# Activity
When you spot the word "module" in a line of the data below, copy that line.

Content starts

PR #5486, opened 2022-05-05

VoltexRB:
If Python2 is still the default python to execute python scripts, then, since numpy and matplotlib were installed for python3, explicitly calling python3 might be necessary for some.


dmbutyugin:
Thank you. However, `calibrate_shaper.py` script has a preamble
```
#!/usr/bin/env python3
```
So I'm not sure how is it possible that it will be executed with Python2? Is it possible that you are using some previous Klipper release?

PR #5491, opened 2022-05-08
gcode: Adds HANDLE_ERROR command

pedrolamas:
This adds a new `HANDLE_ERROR` command that by default does absolutely nothing(!), but when overridden, it will allow users to do specific actions in regards to the error message!

I thought on this when I experienced issue #3666: I got a "Move exceeds maximum extrusion" mid print and the print itself was not cancelled, leaving the nozzle over the printed parts still in full power (something that I think can be quite dangerous!)

So this change adds a new `HANDLE_ERROR` that when overriden, users can check the `params.ERROR` for the error message and act in accordance with it.

To fix the issue above, one could write such a macro:

```
[gcode_macro HANDLE_ERROR]
rename_existing: BASE_HANDLE_ERROR
gcode:
  {% set ERROR = params.ERROR | default("", true) %}
  {% if ERROR.startswith("Move exceeds maximum extrusion") %}
    CANCEL_PRINT
  {% endif %}
```

Ideally, we would have an `ERROR_CODE` that could be either a number or a string and work with that, but right now all we have is the message hence why I am using that above.

Jinja2 by default doesn't have regex support (though that could be added in Klipper), so regular substring is check (`startswith`) is the only way to do it.

I also made sure that if an error occurs inside the `HANDLE_ERROR` macro that it doesn't get called recursively!


KevinOConnor:
Thanks.  However, I'm concerned this could cause unexpected behaviour.  I'm not sure about the direction in general.

In particular, I'm concerned that an error raised from HANDLE_ERROR could cause an infinite loop (or result in improper error handling).  I'm also not sure that we want to encourage overriding commands.  Also, this ability wouldn't be able to distinguish between errors from gcode files and errors from the console (eg, I expect the common use-case would be to park the steppers and turn off heaters in case of an error in a gcode print, but then that error handler would also run if the user had a typo in the console, which they likely wouldn't want).

I think a simpler way to address #3666 would be to define a `[virtual_sdcard] error_commands:` parameter that is run when an error occurs in gcode prints.

Cheers,
-Kevin

pedrolamas:
Thanks @KevinOConnor, I've now made some changes following your proposed approach on the `[virtual_sdcard]`, so now there is an `on_error_gcode` that will run in case of error!

I've updated the main comment on the PR accordingly.

klippy/extras/virtual_sdcard.py
```diff
@@ -279,6 +283,12 @@ def work_handler(self, eventtime):
         self.cmd_from_sd = False
         if error_message is not None:
             self.print_stats.note_error(error_message)
+            try:
+                context = self.on_error_gcode.create_template_context()
+                context['error_message'] = error_message
+                self.on_error_gcode.run_gcode_from_command(context)
+            except e:
+                self.print_stats.note_error(str(e))
```
KevinOConnor, line 291: Thanks.  However, it's not valid to call `run_gcode_from_command()` outside of a command handler (unless the gcode mutex is obtained and held).

Also, I'm not sure why error_message is passed to the code handler - seems like additional complexity and I'm not sure what anyone will use it for.

Also, I'm not sure why print_stats.note_error() is called on an exception.  Might be better to just call `logging.exception()`.

Also, seems like this config option should have a default - maybe `TURN_OFF_HEATERS` and `M84` (same default as idle_timeout.py).

-Kevin

pedrolamas: > Thanks. However, it's not valid to call `run_gcode_from_command()` outside of a command handler (unless the gcode mutex is obtained and held).

Apologies Kevin, my grasp for the code is not complete and I forgot about that when I refactored this bit of code. I will fix that ASAP.

> Also, I'm not sure why error_message is passed to the code handler - seems like additional complexity and I'm not sure what anyone will use it for.

My reasoning here was that users might want to manage different errors in different manners.

This way, it would be up to the user if and how he wishes to use `error_message` to do different actions here.

> Also, I'm not sure why print_stats.note_error() is called on an exception. Might be better to just call `logging.exception()`.

I called `print_stats.note_error` so the error would appear on the web client. Without this, any error raised on `on_error_gcode` would not be shown to the user and just appear on the logs instead.

I'm happy to change this if you think it's better just to log the error.

> Also, seems like this config option should have a default - maybe `TURN_OFF_HEATERS` and `M84` (same default as idle_timeout.py).

Fair enough, my though on not putting anything was to keep existing behavior (do nothing!) instead of introducing a breaking change.

If you prefer that way, I will set a default of `TURN_OFF_HEATERS` and `M84` and add that to the configuration changes file so users are aware of this change of behavior.

pedrolamas: @KevinOConnor Following your comments, I've made some updates, specifically:

- removed the `error_message` parameter so now the template will run on any gcode error raised in virtual_sdcard
- changed from non-mutex guarded `template.run_gcode_from_command()` call to mutex guarded `gcode.run_script(template.render())` call

I also kept the existing "do nothing" default behavior as discussed.

KevinOConnor:
Thanks.

-Kevin

PR #5493, opened 2022-05-09
Fixed the I2C interface code of STM32G0MCU and added SET_LED_ON, SET_…

gghyoo:
Fixed the I2C interface code of STM32G0MCU and added SET_LED_ON, SET_LED_OFF, SET_DISPLAY_ON, SET_DISPLAY_OFF commands

### DIFF
--- a/.gitignore
+++ b/.gitignore
@@ -4,3 +4,4 @@ out
 .config
 .config.old
 klippy/.version
+scripts/install-ubuntu-20.04.sh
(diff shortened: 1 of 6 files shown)


Sineos:
Thanks for the contribution. Please also check against https://www.klipper3d.org/CONTRIBUTING.html. As a minimum you will need a signed-off line as per point 3.

It also probably makes sense to split the PR into multiple PRs. As far as I can tell this PR is mixing changes / addition in at least 4 areas:
* Bug ix for I2C
* LED features
* Display features
* Installation script

On the one hand separate PRs will make reviewing easier and if issues arise then you will have dedicated commits to check / bisect.

PR #5497, opened 2022-05-10
hide USB option when using stm32f1 with HSI

kaidegit:
When using stm32f1 with internal clock, it is not recommend to use USB. What's more, existing code(may set main clock to 64MHz) may not generate a right clock to USB.

See STM32CubeMX
F1-HSI-Cube
or DataSheet 2.3.24 (DS5792 Page 22)
F1-HSI-DS

Signed-off-by: Kai Ye <2857693944@qq.com>


KevinOConnor:
Thanks.  I implemented this a slightly different way - commit 19a478de.

-Kevin

PR #5592, opened 2022-06-20
STM32F0/STM32G0 I2C Bus Corrections

retsamedoc:
This is a fix for a simple oversight to the STM32F0_i2c.c codebase when the STM32G0 support was introduced.

The original pins ("PF1,PF0") used to create the i2c1a bus for the F0 series microcontrollers are now dedicated to an external crystal oscillator in the G0 series.

Found this problem while attempting to migrate from an BTT SKR Mini E3 V2.0 to V3.0 where I am using a SSD1036 on the EXP1 header.

This is the same fix @gghyoo had introduced in #5493 but (hopefully) signed-off correctly and following the procedure.


KevinOConnor:
Thanks.  Unfortunately this doesn't look correct.  The PB8/PB9 pins are also valid on stm32f0 so this new definition should be added to the file - not exclusive to the g0.  Ideally the bus names would match the i2c.c file.

-Kevin

KevinOConnor:
Yes - PB8/9 should be added to all.

-Kevin

retsamedoc:
And done.

I added PB8/PB9 to the STM32F0 as i2c1b (so as to not cause current users pain) but left it defined at i2c1a for the STM32G0 (since PF0/PF1 are NOT part of the i2c1 bus in that micro and having an i2c1b w/o i2c1a felt weird).

KevinOConnor:
Alas, the changes don't look correct.  The enumeration values have to match the array indexes for all permutations.

-Kevin

retsamedoc:
Fixed. Good catch.

KevinOConnor:
Thanks.  In general, it looks fine, but I think it may be possible to implement this without as many compile time `ifdefs`.  Could you take a look at #5733 as an alternative?

-Kevin

retsamedoc:
Fair enough. Not sure why IFDEFS are bad but #5733 does look cleaner. I'll close this.

PR #5593, opened 2022-06-21
display_status: add SET_DISPLAY_TEXT extended gcode

Arksine:
This is the alternative solution to #5527 as discussed in #5528.  The `SET_DISPLAY_TEXT` extended gcode may be used  to correctly set the message of an overridden M117 command when the message begins with a special character.


tux2603:
Line 141 in the command templates documentation would be needed to be updated to reflect the change. 

It'd probably also be worth mentioning that using `rename_existing` on M117 and M118 can lead to unexpected behavior.

PR #5603, opened 2022-06-25
flash_usb: allow to flash via usb-to-can-bridge

ayufan:
This is proof of concept to allow putting device into DFU when using `USBCAN`

This allows to send bootloader command over can bridge
and make the board to enter DFU bootloader
    
To use:
    
```
make flash FLASH_DEVICE=can0:78cc933511c6:0483:df11
```
    
It will first send bootloader request via `can0`
(it does require that device does not use canboot)

Based on: https://github.com/Klipper3d/klipper/pull/5583


scripts/flash_usb.py
```diff
@@ -24,6 +24,28 @@ def enter_bootloader(device):
...
+    try:
+        cansock.bind((interface,))
+        payload = [(canbus_uuid >> ((5 - i) * 8)) & 0xFF for i in range(6)]
+        payload.insert(0, CANBUS_CMD_REQUEST_BOOTLOADER)
+        can_id = CANBUS_ID_ADMIN
+        packet = struct.pack(CAN_FMT, can_id, len(payload), bytes(payload))
+        cansock.send(packet)
+
+        # Wait a few seconds for device to re-appear
+        time.sleep(3)
```
ayufan, line 43: I did not had good idea how to detect device.

KevinOConnor:
I merged #5583 and it looks like that caused github to do something strange to this PR.  Likely needs a new PR rebased to master.

-Kevin

PR #5607, opened 2022-06-26
Create printer-bq-prusa-i3-hephestos-2014.cfg

rcarmo:
This is a working config with full LCD and stepper settings (only thing missing is the kill switch, which did not appear to work)

### DIFF
--- a/config/printer-bq-hephestos-2014.cfg
+++ b/config/printer-bq-hephestos-2014.cfg
@@ -1,10 +1,12 @@
 # This file contains pin mappings for the BQ Prusa i3 Hephestos from 2014
+# (https://www.reprap.org/wiki/Prusa_i3_Hephestos)
 # It was sold in kit form, and uses a RAMPS board with HD44780 display without
 # heated bed or any modern amenities.
-# To use this config, the firmware should be compiled for the AVR
-# atmega2560.
+
+# To use this config, the firmware should be compiled for the AVR atmega2560.
 
 # See docs/Config_Reference.md for a description of parameters.
+
 [display]
 lcd_type: hd44780
 rs_pin: PH1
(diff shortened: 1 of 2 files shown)


rcarmo:
I've since added and tested the kill pin, and defined a set of bed leveling points that still allow access to the screws on the stock bed.

rcarmo:
Hello, I've done a self-review and this appears to tick all the boxes (also, it is my current working config). What else is needed?

KevinOConnor:
Thanks.  Commits need to have a signed-off-by line containing your full real name - see https://www.klipper3d.org/CONTRIBUTING.html .

Also, I fear a name of "bq-prusa-i3" will lead to a ton of confusion as users with a "prusa i3" may look there first.  I think some file name that doesn't contain "prusa" would be needed.

-Kevin

KevinOConnor:
For an old printer like this, maybe just call it `printer-hephestos-2014.cfg` and place the full name and wiki link in the comments at the top of the file?

-Kevin

rcarmo:
Done. I left "bq" in the name sinceother configs also refer to the manufacturer, and "bq hephestos" returns a much nicer set of Google matches than the plain model name, so this might be easier to find that way.

KevinOConnor:
Unfortunately, I had to revert this change.  The original commit did not add the config to the regression test cases and I could not simply add it myself as the config is not complete (at a minimum the mcu section is missing and the extruder pid settings are missing).

The config will need to be added to the regression test cases in order for it to be added to Klipper - see point 4 at https://www.klipper3d.org/Example_Configs.html .

-Kevin

rcarmo:
Oh, ok. I’ll try to get those in later in the weekend.

PR #5608, opened 2022-06-27
Draft: flash_usb: allow to flash via usb-to-can-bridge

ayufan:
This is proof of concept to allow putting device into DFU when using `USBCAN`

This allows to send bootloader command over can bridge
and make the board to enter DFU bootloader
    
To use:
    
```
make flash FLASH_DEVICE=can0:78cc933511c6:0483:df11
```
    
It does work. It will first send bootloader request via `can0`.


KevinOConnor:
FWIW, I'm not sure about the changes to flash_usb.py .  However, I agree we should refactor the mcu code so that there is a single `bootloader_request()` mechanism for both CANbus and USB.

-Kevin

PR #5614, opened 2022-06-28
Support PCA9685 pins through host mcu with i2c

lanserge:
Added support for PCA9685 pins (digital and pwm).
    Most of the code adapted from replicape.py with some modifications.
    Pins named P0 ... P15 could be used as servos pins.
    
    Example of working config on raspberry pi
    (raspberry pi connected with PCA9685 board with four wires
         Pin 1(3.3v) : VCC
         Pin 3(Data) : SDA
         Pin 5(Clock): SDC
         Pin 6(GND)  : GND):
    
    [mcu host]
    serial: /tmp/klipper_host_mcu
    
    [PCA9685]
    host_mcu: host # the host mcu PCA9685 connected to
    i2c_bus: 1 # i2c bus index (default 1)
    i2c_address: 112 # i2c address (default 112)
    cycle_time: 0.02 # period time for the PWM (default 0.02 as servo used)
    
    [servo test_servo_0]
    pin: PCA9685:P0


lanserge:
It is possible to add extra pins with simple four wires connection to PCA9685 boards.
Each connected board adds extra 16 pins that could be used as GPIO, PWM or servo pins.
Unfortunately the refresh frequency of the IC is limited to max 1626 Hz, so it is not suitable to drive stepper motors (too slow),
but good for any other task like driving servo, fan or heater.

PR #5617, opened 2022-06-30
rp2040/gpio|i2c|spi|spi_xra1403: Support GPIO expander on SPI bus

kpishere:
XRA1403 GPIO Expander is an SPI device providing 16 gpios that are
5V tolerant.  Interrupts are used in MCU to trigger refresh of memory
register in MCU memory. First 6 pins of RP2040 are consumed for CS,SPI,
and INT. I2C module gets cosmetic update replacing numbers with
macros and an un-used parameter change to value zero.  src/spicmds.c
module needed update to move defines to header file for access by
gpio.  Feature is default OFF unless selected in menuconfig.

Signed-off-by: Kevin Peck <kevindpeck@gmail.com>


KevinOConnor:
Thanks.  However, my high-level feedback is that I'm not sure that supporting spi gpio expanders in the micro-controller is a good trade-off between complexity and capability - at least for the Klipper master branch.  Adding support for expanders complicates the code, impacts benchmarks even when using regular gpio pins, and there aren't that many boards with these gpio expanders.

Separately, it may be possible to implement host side support for gpio expanders.  (See replicate.py and sx1509.py as examples.)  Implementing in the host has notably less code overhead - though it does restrict how the gpio expander pins may be used.

-Kevin

kpishere:
Host side support, I'd thought about that.  But, when it comes to homing, it is polling rapidly so I'd opted for the interrupt method so that the signal comes back as soon as possible.  If the feature isn't configured, the code isn't in the MCU build, it is only present if enabled.  Performance wise, on the RP2040, it has no measurable effect.  I see 2-3% MCU utilization always.  The highest activity, when homing, is like 5%.

In configuring those pins, the native GPIO pins are used for Step/Dir signals and the others on the expander are used for switching devices and sensing endstops etc.  Polling only happens within memory and does not trigger communication on SPI bus (that would be relatively slow).  The GPIO 0 pin is used for interrupt where, when there is a change on the expander pin, a read follows to get the new value for an in memory copy of the expander gpio values and the interrupt is cleared. 

I did experience a vulnerability where one of the expander gpio pins was an input and the level was in-determinant and causing many interrupts.  This caused SPI bus contention, the display failed and the temperature controls could be come erratic -- system did shut down safely though in such cases.

That isn't great but I'd bet something similar could happen with MCU in such a case too, having a floating input triggering many interrupts.

PR #5618, opened 2022-06-30
extras/ads1x1x.py: Add support for i2c based ADC chip

kpishere:
ADC1X1X is a series of i2c bus chips with high sample rate and multiple channels.
Each channel can be mapped to a heater device and use the existing sensor math
and/or lookup tables.  Documentation is added.  A sample configuration is also
included (printer-picksix-v02.cfg).

Signed-off-by: Kevin Peck <kevindpeck@gmail.com>

### DIFF
--- a/config/printer-picksix-v02.cfg
+++ b/config/printer-picksix-v02.cfg
@@ -1,0 +1,401 @@
+#
+# TMC Debug command:
+#
+# DUMP_TMC STEPPER=stepper_x
+# SET_HEATER_TEMPERATURE HEATER=heater_bed TARGET=40
+# TURN_OFF_HEATERS
+# FORCE_MOVE STEPPER=stepper_x DISTANCE=10 VELOCITY=60
+# FORCE_MOVE STEPPER=stepper_y DISTANCE=10 VELOCITY=60
+# QUERY_ENDSTOPS
+#
+# BED_MESH_CALIBRATE PROFILE=default METHOD=automatic
+#
+# GPIO Extender gpio30 - gpio45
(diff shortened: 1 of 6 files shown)


kpishere:
Yes, you'd listed all changes, not sure what else with ".etc". 

pins.py: That configuration check had to be removed because this device has up to four sensors at one address and it wasn't allowing the use of the same pins in a heater and in an extruder device.

adc_temperature.py: The PT100 related calculation changes, I think in the end I didn't use those, they can still be used but I can remove as they are "un-tested", well, they weren't the right calculation method for the sensor I'd used.

The config file is a working configuration example.  Up to you if you'd want it.  I'd figure some like to see it as example of working configuration to complement the configuration instructions.

Besides the above, all components in this commit allow you to wire the ADC and use any of its up to four sensors for a controlled heater device like extruder, bed heater, or enclosure heater as you would for any direct ADC GPIO pin on an MCU.

The ADC does MUX switching and then sampling in separate steps, so sampling ended up being a little more complicated as the switch and sample operations are open ended and you don't want to sample a value to the wrong channel.  Measuring an extruder temperature on a bed heater would shut down the MCU immediately.  So a singleton round-robin state machine was needed to control MUX 1, Sample, MUX 2, Sample, MUX 3, Sample, MUX 4, Sample, MUX1, .... kind of pattern in regular intervals.

Other driver implementations may want to take advantage of polling or interrupt use in these devices at higher sample rates but this driver is not intended to satisfy that, it is for low samples per second even though they handle much higher sample rates.

PR #5622, opened 2022-07-03
Update generic-bigtreetech-skr-3.cfg

kingtricky:
add clock reference


KevinOConnor:
Thanks.  I made the associated update (commit 50b4d4c4).

-Kevin

PR #727, opened 2016-10-03
Tcp.ip.whitelist

danibusu:
Hi,

This is the first part of the tcp realm accept option feature. The second part will be raised on the enterprise gateway repo.


server/src/main/java/org/kaazing/gateway/server/context/resolve/DefaultServiceContext.java
```diff
@@ -729,7 +729,28 @@ private void injectServiceOptions(String transportURI, Map<String, Object> optio
...
+                                    serviceName, tcpRealmOptionName);
+                            throw new IllegalArgumentException(
+                                    tcpRealmOptionName + " needs to be the same as the configured realm");
+                        }
+                        options.put(format(optionPattern, LOGIN_CONTEXT_FACTORY), serviceRealmContext.getLoginContextFactory());
+//                    initial support will just be authenticate or not
+//                    options.put(format(optionPattern, REQUIRED_ROLES),
+//                            getRequireRoles());
+//                    options.put(format(optionPattern, REALM_USER_PRINCIPAL_CLASSES.name()),
+//                            getUserPrincipalClasses(serviceRealmContext.getUserPrincipalClasses()));
```
jfallows: What is the rationale for requiring the `tcp.realm` to match the `<service><realm-name>`?

For example, could the above code (lines 735-753) be replaced by the following:

```
UnaryOperator<String> tcpFormat = o -> String.format("tcp.%s", o);
String tcpRealm = (String) options.get(tcpFormat.apply("realm"));
if (tcpRealm != null) {
    options.put(tcpFormat.apply(LOGIN_CONTEXT_FACTORY), serviceRealmContext.getLoginContextFactory());
}
```

transport/nio/src/test/java/org/kaazing/gateway/transport/tcp/specification/TcpAcceptorRule.java
```diff
@@ -127,4 +127,8 @@ public TcpAcceptorRule addConfigurationProperty(String propertyName, String prop
         return this;
     }
 
+    public ResourceAddressFactory getAddressFactory() {
+        return addressFactory;
+    }
+
```
jfallows: Is this change still needed?

danibusu: It was done by David when we initiated the tcp ip whitelist support, so I'm not sure why it was done, but I will change it back. Let me know if I should also add the test he removed.

server/src/main/java/org/kaazing/gateway/server/context/resolve/DefaultServiceContext.java
danibusu: A service context holds just one realm context and that is resolved to the realm value set in the '<service><realm-name>' tag. That's why I mentioned earlier that both `tcp.realm` and `realm-name` need to be specified in order for the realm context to be added to the service. I can resolve the service realm context using the `tcp.realm` accept option value when the `realm-name` is not specified, but that would require adding `tcp.realm` to the community xsd also.

danibusu:
@jfallows I updated also the tcp resource address name to `REALM`, as you requested. I don't completely agree, because other resource address classes use `REALM_NAME` as an option name and it might get confusing.

jfallows:
@danibusu: as mentioned, we have some inconsistency in the `gateway-config.xml` syntax that refers to `<realm>`, `<realm-name>` and was going to be `tcp.realmName`.

After your update, we now have `<realm>`, `<realm-name>` and `tcp.realm`.

It would make sense to modify both `<realm-name>` to `<realm>` (maintaining backwards compatibility for existing configs) and also change any internal references to `REALM_NAME` to `REALM` too.

If the inconsistency is bothering you, then please feel free to make the internal `REALM_NAME` changes to `REALM` as part of this PR.

danibusu:
@jfallows I can do the internal changes, but I don't know the impact it will have. I'm betting it won't be just a simple rename. Is it OK with you if I address this issue in another pull request, after I finish more pressing work? Thanks!

PR #746, opened 2016-10-18
Altered NioWorker.select and AbstractNioSelector.select to use 10ms select timeout

cmebarrow:
… instead of 0, and commented out use of idleStrategy in AbstractNioSelector.run.

Note: this is a preliminary fix for a performance regression. A better fix (using selector.wakeUp) will be done for the next release.


mina.netty/src/main/java/org/jboss/netty/channel/socket/nio/AbstractNioSelector.java
```diff
@@ -503,11 +503,15 @@ protected int processRead() throws IOException {
     }
 
     protected int select(Selector selector, boolean quickSelect) throws IOException {
-        return select(selector);
+        if (quickSelect) {
+            return SelectorUtil.select(selector, 0L);
```
jitsni: Should we pass QUICK_SELECT_TIMEOUT instead of 0L

PR #753, opened 2016-10-20
Http acceptor multi factor acceptor tests

dpwspoon:
- Added acceptor tests
- Refactored HttpRealmInfo to remove authorization mode

### DIFF
--- a/resource.address/http/src/main/java/org/kaazing/gateway/resource/address/http/HttpRealmInfo.java
+++ b/resource.address/http/src/main/java/org/kaazing/gateway/resource/address/http/HttpRealmInfo.java
@@ -24,7 +24,6 @@ import org.kaazing.gateway.security.LoginContextFactory;
 public class HttpRealmInfo {
 
     private final String name;
-    private final String authorizationMode;
     private final String challengeScheme;
     private final String description;
     private final String[] headerNames;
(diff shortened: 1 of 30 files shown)


transport/http/src/main/java/org/kaazing/gateway/transport/http/bridge/filter/HttpLoginSecurityFilter.java
```diff
@@ -373,6 +374,18 @@ protected boolean login(NextFilter nextFilter,
                     }
                     // Login was successful, but the subject identified does not have required roles
                     // to create the web socket.  We re-issue a challenge here.
```
jfallows: This comment needs to move below codeblock, right?

transport/http/src/main/java/org/kaazing/gateway/transport/http/bridge/filter/HttpLoginSecurityFilter.java
```diff
@@ -373,6 +374,18 @@ protected boolean login(NextFilter nextFilter,
...
+                        loginContexts[realmIndex] = loginContext;
+
+                        // remember login context
+                        httpRequest.setLoginContext(loginContext);
+
+                        // remember subject
+                        httpRequest.setSubject((loginContext == null || loginContext == LOGIN_CONTEXT_OK) ? subject : loginContext.getSubject());
+//                        realmIndex++;
+                        return true;
+                    }
```
jfallows: Does `resultType` `SUCCESS` mean that all factors have succeeded or just the current factor?

If it means only the current factor has succeeded, then this seems to be returning `true` eagerly, even before all factors have been processed, right?

resource.address/http/src/main/java/org/kaazing/gateway/resource/address/http/HttpRealmInfo.java
```diff
@@ -24,7 +24,6 @@
 public class HttpRealmInfo {
```
jfallows: Recommend splitting this into a `HttpRealmInfo` interface with getters only and a `DefaultHttpRealmInfo` implementation with setters and getters in an internal package, then mock interface from tests.

transport/http/src/main/java/org/kaazing/gateway/transport/http/bridge/filter/HttpLoginSecurityFilter.java
dpwspoon: fixed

Content ends

# Exercise result
and INT. I2C module gets cosmetic update replacing numbers with
module needed update to move defines to header file for access by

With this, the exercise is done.